En la aduana el paripé de un visado, unos dólares para contribuir a la causa de la República Democrática Popular de Lao, normalmente un eufemismo para maquillar un socialismo al estilo asiático con infraestructuras primitivas. La agricultura y últimamente el turismo en auge sostiene aun país sin carreteras ni trenes. Bien informado saluda al policía que le sella el pasaporte y se dirige a coger un taxi-moto que le llevará a la zona más colonial de la pequeña ciudad.

Ve por primera vez el río Mekong. Las orillas plagadas de embarcaciones larguiruchas y finos marineros de anchos sombreros de paja. Se emociona mirando las turbias aguas marrones de un rio al que ha oído nombrar tantas veces en novelas y películas. Ahí está él ahora, a orillas del río Mekong, la gran serpiente del sudeste asiático. Cruza veloz los ajedrezados campos de arroz y pronto descubre la pequeña ciudad llena de coquetas mansiones de estilo francés. Hoy casi todas reconvertidas en pequeños
hoteles. En una de ellas, la más barata. tiene su habitación.

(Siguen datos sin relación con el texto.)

PR #3910, opened 2024-06-20
Fixed protobuf-plugin for newer versions of protobuf

EduMenges:
Current CMake for `protobuf-plugin` uses old paradigms that no longer work in newer versions of `protobuf` since they [made the absl dependency public](https://github.com/protocolbuffers/protobuf/pull/10460).
This patch addresses this issue as well as bumping CMake's version to 3.5, since older versions are deprecated.


EduMenges:
Ideally, this fix (using `protobuf::libprotobuf` instead of raw library) should also be applied to [the main `CMakeLists.txt` file](https://github.com/trustwallet/wallet-core/blob/master/CMakeLists.txt) but that would require a rewrite on how `wallet-core` builds `protobuf`.
Really, [compiling `protobuf` manually, source by source](https://github.com/trustwallet/wallet-core/blob/master/cmake/Protobuf.cmake) instead of using `add_subdirectory` is just wrong.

Ha pagado un mes completo y luego ya verá.

Apenas deshace la mochila y después de arreglar todos los trámites bananeros para registrarse en el hotel, sale a pasear por las pequeñas calles de la ciudad, necesita respirar el aire del otro lado del mundo.

Pasan los días, poco apoco descubre los tranquilos paisajes de una de las ciudades más amables del mundo. En los primeros días hace todo lo que se debe hacer en Luang Prabang. Visita todos los templos que debe visitar, pasea por los jardines del Palacio Real, entabla conversaciones con los monjes budistas, navega por el Mekong y el Khan y se sienta cada noche a cenar en alguna terraza a orillas de ambos ríos. Después del postre y beberse todo el vino, se acerca al mercado nocturno y se toma la última cerveza antes de irse a dormir.

Los días se enredan plácidos y como un rosario budista, los meses van pasando como cuentas entre sus dedos. El dolor ha vuelto.

Todas aquellas pastillas parecen no hacerle efecto, acude a curanderos locales. Prueba infusiones y hierbas. Lo hace más por diversión que por convicción. Se mueve cada vez menos y dedica la mayor parte del día a leer tumbado en una hamaca entre las orillas de los dos ríos. Ahora mira el grandioso Mekong y se despide con un gesto liviano, sabe que él está a punto de desembocar en el mar. Cierra los ojos y piensa en su vida. El viaje está a punto de terminar, ya no quedan más guías que leer. No se puede ser más feliz en la tristeza. Está tranquilo y en paz.

El libro cae al suelo de entre sus manos. Se ha quedado abierto por el principio del último capítulo. Es la Odisea. Canto XXIV. El Pacto. Odiseo abandona la lucha por fin y acepta el pacto que le propone la hija de Zeus.